Tuesday, March 13, 2012

Peace Book Club - 11/22/63

Our Peace Book Club met tonight to discuss our latest book, Stephen King's "11/22/63." It had been years since I read something by King, so I was glad to take him up again, although this offering from him was much different from the suspense-filled and horror-drenched books I've read in the past. Different, but good. There is plenty of suspense and many twists and turns, but it's more historical fiction than anything else.

11/22/63 is the date of Kennedy's assassination, of course, and King suggests in this book that this was a pivotal, world-changing event, and leads the reader to wonder what the world would be like had Kennedy lived. The main character in the book, Jake Epping, an English high school teacher living in 2011, is introduced to a rabbit hole by his friend, Al, an eccentric cook, which leads back to 1958. His friend stumbled onto this rabbit hole and had been using it for years to go back in time and explore, and to purchase hamburger at a ridiculously cheap price to bring back and offer cheap burgers at his diner. Over the years, it occurred to Al that maybe the rabbit hole could be used to change history, and eventually he arrives at the belief that changing what happened on 11/22/63 would change the world for the better in a drastic way. He sets out to do this himself, but becomes deathly ill with lung cancer and cannot complete his mission to stop Oswald's dirty deed, which is why he turns to his friend, Jake.

When you go through the rabbit hole and enter 1958, no matter how long you stay there, only two minutes have elapsed in 2011 time. And, each time you go back through the rabbit hole, a complete reset occurs, so that anything you've changed from a previous visit is undone. Jake goes through a few times and makes some changes to test things out before deciding to take up his dying friend's request to stay in the Land of Ago for the five years it will take to a) determine for sure if Oswald had acted alone to assassinate Kennedy, and b) to stop that from happening.

And, that's all I'm gonna tell you. :) If you want the rest of the story, you'll have to read the book, which is no easy undertaking, weighing in at nearly 850 pages. Our Peace Book Club gave everyone two months to complete it, and most of our members did so. What I will say is that this book offers much to ponder in the way of ethical dilemmas. If you knew that someone was going to do something evil and stopping that evil from occurring required you to commit evil yourself, would you do it? If you met the love of your life, would you be willing to let the world go to hell to be with her, or would you save the world and let her go? Is it okay, and even honorable, to lie and deceive in order to accomplish a greater good? Lots of stuff like that comes to the surface throughout the book.

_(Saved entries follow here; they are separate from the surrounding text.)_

PR #5660, opened 2021-03-01
Admin are now shown Donor Profiles upgrade notice and Donor Profile page is generated on new installs

### LINKED ISSUE #5630: Donor Profile page should be generated on new installs
## User Story

As an admin, I want a Donor Profile page to be generated on fresh installs so that I do not need to manually create one.

## Details

Currently, the Donor Profile block must be manually introduced to a fresh GiveWP install. Ideally, a Donor Profile page would be automatically generated on install, with the Donor Profile block added, or the Donor Profile shortcode added if the block editor is disabled.

## Acceptance Criteria

-   [x] On fresh installs, a Donor Profile page is automatically created
-   [x] If the block editor is enabled, the page is created with the Donor Profile block
-   [x] If the block editor is disabled, the page is created with the Donor Profile shortcode

### LINKED ISSUE #5638: Updating to GiveWP 2.10.0 should prompt users to update their legacy donation management pages
## User Story

As an admin, after adding a Donor Profile block to a page, I want to be prompted to easily update my legacy donation management page settings so that donors can be sent to the Donor Profile from their donation receipt.

## Details

Currently, even when the Donor Profile block is added, admin must remember to manually update their legacy donation management page settings, so that their new Donor Profile page is respected (in place of Donation History, Subscription Management, etc). Ideally, admin will be easily prompted to update these settings when they update to GiveWP 2.10.0.
## Additional Context

This solution addresses an issue raised in this comment: https://github.com/impress-org/givewp/issues/5628#issuecomment-783974582

## Acceptance Criteria

-   [x] Updating to GiveWP 2.10.0 displays a prompt for Admin to create a Donor Profile page and udpate their legacy donation management pages
-   [x] Admin can create a Donor Profile page and update their legacy donation management pages from the setting page, if they dismissed the prompt previously

henryholtgeerts:
Resolves #5638 
Resolves #5630 

## Description
This PR introduces logic to display an upgrade notice to explain the Donor Profiles feature to admin who have an existing GiveWP install. Additionally, it introduces logic to generate and setup a Donor Profile page when requested.

## Affects
This PR affects the admin interface, specifically pages with GiveWP related controls.

## Visuals
Screen Shot 2021-03-01 at 5 06 26 PM

Screen Shot 2021-03-01 at 5 06 47 PM

## Pre-review Checklist

## Testing Instructions

On an existing GiveWP install:
1) Check that the new Donor Profiles notice appears on GiveWP related admin pages
2) Click "Setup Donor Profiles", check that you are directed to the settings page
3) Find the Donor Profile Page setting. In the description text, click the link that says "Let us generate one for you."
4) The setting page should reload, now with the Donor Profile setting setup (with a page title Donor Profile), and the Override Legacy Donation Management Pages setting enabled. 
5) Check that the Donor Profile upgrade notice is no longer visible.
6) Go to Pages, and edit the new Donor Profile page.
7) Check that the Donor Profile block appears as expected, with accent color controls available.
8) Return to the Pages view, and delete the Donor Profile page (permanently delete the page).
9) Check that the upgrade notice re-appears on GiveWP related admin pages.
10) Click the "x" to dismiss the upgrade notice.
11) Refresh the page to ensure that the Upgrade Notice does not reappear.

On a fresh install:
1) Check that a Donor Profile page was created, and set as the History Page.
2) Check that the Donor Profile page includes a Donor Profile block.
3) In GiveWP settings, check that the Donor Profile page is set, and that the Override Setting is enabled.

### DIFF
--- a/src/DonorProfiles/Admin/UpgradeNotice.php
+++ b/src/DonorProfiles/Admin/UpgradeNotice.php
@@ -14,8 +14,11 @@ class UpgradeNotice {
 
 		// Give Admin Only.
 		if ( give_is_admin_page() ) {
-			$donorProfilePageIsSet = empty( give_get_option( 'donor_profile_page' ) ) ? false : true;
-			if ( $donorProfilePageIsSet === false ) {
+
+			$donorProfilePageIsSet = empty( give_get_option( 'donor_profile_page' ) ) || get_post_status( give_get_option( 'donor_profile_page' ) ) === false ? false : true;
+			$historyPageIsSet      = empty( give_get_option( 'history_page' ) ) ? false : true;
+
+			if ( $donorProfilePageIsSet === false && $historyPageIsSet === true ) {
 				return true;
 			} else {
 				return false;
--- a/src/DonorProfiles/Admin/UpgradeNotice.php
+++ b/src/DonorProfiles/Admin/UpgradeNotice.php
@@ -1,0 +1,34 @@
+<?php
+
+namespace Give\DonorProfiles\Admin;
+
+class UpgradeNotice {
+
+	public function register() {
+		if ( $this->shouldRenderOutput() ) {
+			$this->renderOutput();
+		}
+	}
+
+	protected function shouldRenderOutput() {
+		return true;
+	}
+
+	protected function renderOutput() {
+		echo $this->getOutput();
+	}
+
+	protected function getOutput() {
+		ob_start();
+		$output = '';
+		require $this->getTemplatePath();
+		$output = ob_get_contents();
+		ob_end_clean();
+
+		return $output;
+	}
+
+	protected function getTemplatePath() {
+		return GIVE_PLUGIN_DIR . '/src/DonorProfiles/resources/views/upgradenotice.php';
+	}
+}
--- a/src/DonorProfiles/Admin/UpgradeNotice.php
+++ b/src/DonorProfiles/Admin/UpgradeNotice.php
@@ -25,22 +25,13 @@ class UpgradeNotice {
 	 * @since 2.10.0
 	 */
 	protected function shouldRenderOutput() {
-
-		// Give Admin Only.
-		if ( give_is_admin_page() ) {
-
-			$donorProfilePageIsSet = empty( give_get_option( 'donor_profile_page' ) ) || get_post_status( give_get_option( 'donor_profile_page' ) ) === false ? false : true;
-			$historyPageIsSet      = empty( give_get_option( 'history_page' ) ) ? false : true;
-
-			if ( $donorProfilePageIsSet === false && $historyPageIsSet === true ) {
-				return true;
-			} else {
-				return false;
-			}
-			return true;
-		} else {
+		if ( ! give_is_admin_page() ) {
 			return false;
 		}
+
+		$donorProfilePageIsSet = ! empty( give_get_option( 'donor_profile_page' ) ) && get_post_status( give_get_option( 'donor_profile_page' ) );
+		$historyPageIsSet      = ! empty( give_get_option( 'history_page' ) );
+		return ! $donorProfilePageIsSet && $historyPageIsSet;
 	}
 
 	/**
--- a/src/DonorProfiles/Admin/UpgradeNotice.php
+++ b/src/DonorProfiles/Admin/UpgradeNotice.php
@@ -11,7 +11,19 @@ class UpgradeNotice {
 	}
 
 	protected function shouldRenderOutput() {
-		return true;
+
+		// Give Admin Only.
+		if ( give_is_admin_page() ) {
+			$donorProfilePageIsSet = empty( give_get_option( 'donor_profile_page' ) ) ? false : true;
+			if ( $donorProfilePageIsSet === false ) {
+				return true;
+			} else {
+				return false;
+			}
+			return true;
+		} else {
+			return false;
+		}
 	}
 
 	protected function renderOutput() {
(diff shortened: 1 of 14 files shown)


henryholtgeerts:
@JasonTheAdams I've opened this draft PR to show what is in place, and ask for suggestions on 2 last items that are proving tricky. 

1st issue) In the description for the Donor Profile page setting, I include a link to generate a new donor profile page. My thinking was to add a `give-generate-donor-profile-page` query param to the URL, and use the `parse_request` hook to check for that specific query param to trigger a method which generates a donor profile page with the correct content, and save the donor profile page setting with that ID. All of that functionality is in place and works as expected -- with one issue! For whatever reason, `parse_request` does not fire in the WP admin context where the GiveWP settings live. 

So this doesn't work:
http://give.test/wp-admin/edit.php?post_type=give_forms&page=give-settings&give-donor-profile-action=generate-donor-profile-page

But this does:
http://give.test/wp-admin/edit.php?give-donor-profile-action=generate-donor-profile-page 

Obviously, the later isn't gonna cut it, if we intend to provide a link an admin can click to generate a donor profile page, which successfully generates a donor profile page, and returns them to the same page they were on when they clicked it.

One possible solution here:
- Go with AJAX instead of an actual anchor tag. On click, generate the donor profile page through an AJAX request, then reload the page when that request succeeds. 

Mostly -- I'm curious if I'm just missing something straightforward, or if my original approach is way off and a better solution exists.

2nd issue) This one is fairly simple but I believe merits a broader discussion. Should the "override legacy donation management pages" toggle update the aforementioned settings directly (run give_update_option on Donation History, Edit Profile, Subscriptions page settings, etc) or instead use hooks to intercept requests for those pages. 

I initially implemented the former solution (because it's easy!) but realized there may be value in making sure that an admin's legacy donation management page settings are preserved, even if the Donor Profile override setting is enabled.

JasonTheAdams:
Great work, Henry! Let's see if I can help give some direction, here. 😃

### Issue # 1
I don't recommend adding query strings to pages and then reloading the page. The reason for this is because we have no idea what context the user is in and what effect the current query strings have. They also could have done something like arrived with `$_POST` data, so refreshing could do strange things. All that to say, it's just not a good idea.

My suggestion would be one of two options:
- AJAX (as you mentioned)
- Redirect the user to a fixed URL

Going the AJAX route is fine, but does require adding some JS and having to deal with that whole thing. The simpler route would be to just redirect the user to some page (could be the admin dashboard) with a query string in place: `https://example.com/wp-admin?give-generate-donor-profile-page=1`. At that point you could use the [wp_loaded](https://developer.wordpress.org/reference/hooks/wp_loaded/) action to create the new page, and then use [wp_safe_redirect](https://developer.wordpress.org/reference/functions/wp_safe_redirect/) to redirect them to the page on the front-end. In this case the user would experience clicking the "Setup Donor Profiles" link, some non-visual redirecting, and then finally looking at the shiny new page.

I could be talked out of taking the user to the Donor Profile page. I just thought it might be cool for them to see it. The downside is that they probably wouldn't have much to look at as they likely haven't made donations.

The real pro of the AJAX method is if we want to keep the user exactly where they are and not interrupt their flow. So to me if we want to take them somewhere then we should go with the redirect route; if we want to let them stay where they are then AJAX.

What do you think, @DevinWalker?

JasonTheAdams:
### Issue # 2

Since the settings are easily set back, I'm inclined to just keep things simple as you have: Change the settings to what they ought to be.

henryholtgeerts:
@JasonTheAdams Ah this is incredibly helpful! Thanks for you suggestions. I was feeling dubious of the query strings approach (especially as it became more convoluted) and the redirect approach you describe sounds good to me. I'll take a stab at implementing that and the override functionality you suggested this AM.

henryholtgeerts:
@JasonTheAdams I've incorporated your suggestions here, now just adding some logic to let admin dismiss the notice, and trying to resolve issues with adding a block by setting content `insert_post`! 

The Donor Profile insets fine to the post, but when you open the block editor, it displays it within a classic editor block (rather than displaying the actual donor block). I suspect this is a result of the block being server side rendered, but I'll keep posted on what I figure out.

src/DonorProfiles/Admin/UpgradeNotice.php
```diff
@@ -0,0 +1,49 @@
...
+
+			if ( $donorProfilePageIsSet === false && $historyPageIsSet === true ) {
+				return true;
+			} else {
+				return false;
+			}
+			return true;
+		} else {
+			return false;
+		}
```
JasonTheAdams, line 29: @henryholtgeerts I suggest a return early method, in general. It helps avoid nesting. Also, the final `return true` inside the conditional block is unreachable.

Finally, `empty($foo) ? false : true` and `if ($truthy) { return true; } else { return false; }` are redundant. The `empty()` function returns a boolean, and conditional expressions return booleans — so just used the returned booelan.
```suggestion
		if ( ! give_is_admin_page() ) {
			return false;
		}

		$donorProfilePageIsSet = ! empty( give_get_option( 'donor_profile_page' ) ) && get_post_status( give_get_option( 'donor_profile_page' ) );
		$historyPageIsSet      = ! empty( give_get_option( 'history_page' ) );

		return ! $donorProfilePageIsSet && $historyPageIsSet;
```

henryholtgeerts: Ah, good thinking! Much clearer. I've gone ahead and reflected this change in other areas where I attempt something similar: https://github.com/impress-org/givewp/pull/5660/commits/3f2ad24b7e1c6428160f9b16518d93379e7f38ec

JasonTheAdams (approved):
Excellent work, @henryholtgeerts! I'm excited for new and existing users to enjoy the new donor experience! 🚀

I purposely stayed away from reading any reviews of the book before we met tonight, as I wanted to hear what our group thought of it and share what I thought of it before doing so. So, we had our discussion and we were really all on the same page. Everyone enjoyed the book very much, but the one criticism we all had was that it was about 300-400 pages too long, as King spent way too much time telling us about the movements of Oswald, his family, and his associates. Interestingly, after we had our discussion, we all read several reviews together and this was the same criticism shared by many - great book, but too much time on the reconnaissance of Oswald and company. It is obvious that King did TONS of research into Oswald's life in the years and months leading up to 11/22/63. It is also obvious that he didn't want a smidgen of that research to go to waste, as he spends over 300 pages having us follow Oswald around. For the first half of the book, it's a real page-turner, but when he gets to the Oswald reconnaissance part, it stalls. But, then, it picks back up again and ends in page-turning fashion.

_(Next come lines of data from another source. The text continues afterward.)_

PR #5674, opened 2021-03-05
Donor Profile tests that Receipt Info contains donation data

kjohnson:
## Description

Asserts that the array returned by the Donations Repository contains the correct amount and user email of the donation.


henryholtgeerts (approved):
Looks great! Good to see an example mocking a payment with that helper class.

PR #5706, opened 2021-03-11
Donor Dashboard errors are now logged

### LINKED ISSUE #5701: Donor Dashboard errors should be logged
## User Story

As an admin, I want errors in the donor dashboard to be logged so that I can more easily work with support to diagnose the underlying problem.

## Details

The Error notice that appears in the donor dashboard does not currently log the error. It should log the underlying error and make itself more clear to donors what is going on.

From Canny:

Whenever this error shows on the front end, it needs to either 
- be actionable there (give the donor next steps to see their donation history) or
- log an error to the logs with something more actionable.

Option 1 is preferrable, since it's clear that the donor has been verified (in this case by email access) we should show them what specifically is preventing their history from showing.

If we go with option 2, the error message should be changed to "An error occurred while retrieving your donation records. Contact a site administrator and have them search the logs at Donations > Tools > Logs for a more specific cause of the problem."

303df2763b628d4d518a37b49d4a9b32

## Acceptance Criteria

-   [ ] Donor Dashboard error is logged
-   [ ] Donor Dashboard DB error is made more clear

alaca:
Resolves #5701

## Description

This PR adds error logging to the Donor Dashboard. 

## Affects
 Donor Dashboard

## Visuals

|Donor Dashboard | Logs |
|---|---|
| image | image |

## Testing Instructions
The easiest way to trigger an error would be to make changes to one of the SQL queries in `src/DonorProfiles/Repositories/Donations.php`, e.g changing the table name or table column name will throw an error for sure. 

## Pre-review Checklist

### DIFF
--- a/src/DonorProfiles/resources/js/app/tabs/donation-history/content.js
+++ b/src/DonorProfiles/resources/js/app/tabs/donation-history/content.js
@@ -38,6 +38,9 @@ const Content = () => {
 				<p style={ { color: '#6b6b6b' } }>
 					{ error }
 				</p>
+				<p style={ { color: '#6b6b6b' } }>
+					{ __( 'Contact a site administrator and have them search the logs at Donations > Tools > Logs for a more specific cause of the problem.', 'give' ) }
+				</p>
 			</Fragment>
 		);
 	}
--- a/CHANGELOG.md
+++ b/CHANGELOG.md
@@ -11,6 +11,9 @@ and this project adheres to [Semantic Versioning](https://semver.org/spec/v2.0.0
 -   Donors with no donations now see a "No Donations" notice in Donor Dashboard (#5694)
 -   Donor Dashboard iframe now resizes when the parent window resizes (#5693)
 -   Migration table id column length is now increased (#5698)
+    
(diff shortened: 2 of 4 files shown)


src/DonorProfiles/resources/js/app/tabs/donation-history/content.js
```diff
@@ -38,6 +38,9 @@ const Content = () => {
 				<p style={ { color: '#6b6b6b' } }>
 					{ error }
 				</p>
+				<p style={ { color: '#6b6b6b' } }>
```
alaca, line 41: @henryholtgeerts I hardcoded this additional info, hope this approach is ok? I was also thinking to wrap everything in one `Error` component, but I'm not sure about that. Let me know what you think.

henryholtgeerts: I think this is fine, since it's the only place an error message occurs right now. 👍

henryholtgeerts (approved):
These changes look good! Thanks for setting this up 👍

Even so, it was well worth the read and I'd readily recommend this book. Our group always gives the books we read a rating between 1-5, and this one, after rounding up, received a 4. It really was a fun and thought-provoking read and King's talent enables the reader to get through the mundane section mentioned above relatively unscathed.

We decided that the book we'll read this month is the latest John Grisham offering, "The Litigators." Always fun to read Grisham; looking forward to it.